At present, there is no research or case report on the relationship between STK11/THBD and family aggregation of hematological malignancies. We report for the first time that an AML patient with STK11 and THBD mutations has a family aggregation of hematological malignancies, and consider that STK11 and THBD may be related to family genetic changes which ultimately cause the family aggregation of hematological malignancies. More clinical case studies and basic experiments are needed.

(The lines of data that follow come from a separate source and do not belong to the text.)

PR #1194, opened 2026-05-06
Update Synk Exception for ApolloProtobuff issue.

james-becwar-cms:
Add a year for the Synk Exception Since Apollo says the protobuff issue isn't real and they won't patch it.


TARehman (approved):
Approved based on team conversation. Apollo says this is not an issue and they don't intend to patch immediately.

PR #1196, opened 2026-05-06
DEMOS-1961-add-deliverable-extension-list-to-api

TARehman:
This PR makes the list of extensions queryable as a subkey of `deliverable`. It also makes a few other small changes. The file change count is higher than the actual changes for reasons I'll explain below.

- Updates the data model to add a partial unique index on the `deliverable_action` table so that for every extension request, we can have only one record of their request, approval, denial, and so forth. This is done outside of Prisma as it is not supported in Prisma yet. This migration also adds a single non-empty string check to bring the data model into alignment with the documentation.
- The import of the `DeepPartial` utility was moved up in the imports for about a dozen test files. For most of these, there's no meaningful change otherwise.
- Adds a proper static constraint / scalar for `DeliverableExtensionStatus` and exports it appropriately.
- Updates the seeder to seed a series of deliverable actions for one of the created deliverables.
- Creates a resolver and schema for `DeliverableExtension` and exports them appropriately, with tests for functions.
- Annotates the `s3Path` field in `document` as `NonEmptyString` which matches the DB design.
- Rewrites the `selectDeliverableExtension` function to allow for querying of things we know should be unique, but which are not unique in Prisma (due to the DB constraints being more complex than Prisma can understand). In this case, we know that there can never be more than one "Requested" extension at a time for a deliverable, meaning we might want to have functionality akin to `findUniqueOrThrow`.
- Adds a `selectDeliverableAction` function with similar design to the above, with similar justifications.

Tests passing, working locally in devcontainer, SQ passing with no issues.


nunesmlucas (approved):

server/src/model/deliverableAction/queries/selectDeliverableAction.ts
```diff
@@ -0,0 +1,29 @@
+import { DeliverableAction as PrismaDeliverableAction, Prisma } from "@prisma/client";
+import { prisma, PrismaTransactionClient } from "../../../prismaClient";
+
+export async function selectDeliverableAction(
+  where: Prisma.DeliverableActionWhereInput,
+  shouldAlwaysReturn: true,
```
connor-parke-icf, line 6: not huge into parameterize the result return behavior, but also understand the need for a function like this. I feel like it may be the caller's job to validate the result rather than this query method, but its not a big deal. Half tempted to see if we could make a Prisma extension with a query of this behavior.

server/src/model/deliverableExtension/deliverableExtensionResolvers.ts
```diff
@@ -0,0 +1,42 @@
...
+      const result = await selectDeliverableAction(
+        {
+          deliverableId: parent.deliverableId,
+          activeExtensionId: parent.id,
+          actionTypeId: "Requested Extension",
+        },
+        true
+      );
+      // Note is guaranteed to exist by database in this case
+      return result.note!;
```
connor-parke-icf, line 27: i think this is an appropriate place to use the exclamation point, since that which enforces it is in the check constraints. Wonder if itd be better to have an explicit error though instead, in case something about those check constraints ever change

server/src/model/document/documentSchema.ts
```diff
@@ -14,7 +14,7 @@ export const documentSchema = gql`
     id: ID!
     name: NonEmptyString!
     description: String
-    s3Path: String!
+    s3Path: NonEmptyString!
```
connor-parke-icf, line 17: nice catch

connor-parke-icf (approved):
LGTM! There are some spots i think may could be reworked, but itd ultimately lead to a bigger refactor than i think is worth within the scope of this ticket. Prisma restrictions are making it feel like we have to wrap prisma calls in our own custom ORM layer.  Left a few comments but nothing to slowdown for

server/src/model/document/documentSchema.ts
TARehman: It was part of me having a small meltdown trying to figure out whether all my uses of NonEmptyString throughout the rest of deliverables work. Since they all come from `deliverable_action` more or less and that has conditionally checks on that `note` field I think it works out.

server/src/model/deliverableExtension/deliverableExtensionResolvers.ts
TARehman: That feels overly defensive to me. We're assuming the database works, I think that's reasonable.

server/src/model/deliverableAction/queries/selectDeliverableAction.ts
TARehman: To me, its really just either we have one function that has an argument (and with the type signatures we get the benefit of knowing whether something can be null or not), or we'd have two functions that are _almost_ identical. 🤷🏻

This study protocol was reviewed and the need for approval was waived by the Ethics Committee of People’s Liberation Army, the General Hospital of Western Theater Command. Written informed consent was obtained from the patient for publication of the details of their medical case and any accompanying images. The authors certify that they have obtained all appropriate patient consents. The patient knows that his name and initial will not be published, and the author will try to hide the patient’s identity, but anonymity cannot be guaranteed. The authors all agree to publication.

The authors declare no conflict of interest.

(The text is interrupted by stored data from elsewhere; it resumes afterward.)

PR #1198, opened 2026-05-06
DEMOS-2069 replace 'RequireAdmin' with 'RequireRole'

JeffreyM-GA:
Replaces old POC auth structure with a RequireRole component


connor-parke-icf (approved):
not much of anything to say here other than at some point we may want to look at referencing a specific Permission rather than a Role for determining what stuff is available for the frontend to render, but we're not there yet with the permissions in general. Also, using role for the route may actually be more appropriate since its less about what a user can see and more about what page should the user be brought to. so lgtm! i like the auth being parameterized rather than hardcoded as admin

JeffreyM-GA:
@connor-parke-icf Maybe either/both eventually? We'll figure it out when we get there I guess

PR #1200, opened 2026-05-06
DEMOS-1961-deny-deliverable-extension

TARehman:
This PR primarily adds the `denyDeliverableRequest` mutator and should hopefully be the last one of the DEMOS-1961 tickets.

It also adds additional records to the seeder to support denied requests, and tweaks what is returned in the extensionRequests key to include the denial reason for those that are denied.


connor-parke-icf (approved):
nothing in here stands out to me, and appears aligned with the existing patterns.  This area of the code is a little more particular to parse out and scan through, but it all seems fine to me.

PR #1204, opened 2026-05-07
DEMOS-2088: Increase cpu in node container for client pipeline

cms-jesse:
This change increases the CPU available to the Client pipeline which allows more workers for vitest


TARehman (approved):
We need to go faster. 🚀 Looks okay to me, excited to hopefully see some speedup in the pipelines.

james-becwar-cms (approved):
Thank you!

We gratefully acknowledge the financial support provided by the Natural Science Foundation of Sichuan Province (Grant No. 2022NSFSC1330 and 2021YJ0145); The incubation program of General Hospital of Western Theater command (Grant No. 2021-XZYG-C46) and The general program of General Hospital of Western Theater Command (Grant No.  2021-XZYG-B32).

N.Z. performed the clinical data. X.-J.M. performed clinical treatment. Y.-R.S. and F.-Y.F. performed the public dataset analysis. H.Y. and Y.-L.L. supervised the whole study and wrote the paper. The author(s) read and approved the final manuscript.

The data supporting the conclusions of this article are provided in this article. In addition, all data from this study can be obtained from the corresponding author upon reasonable request.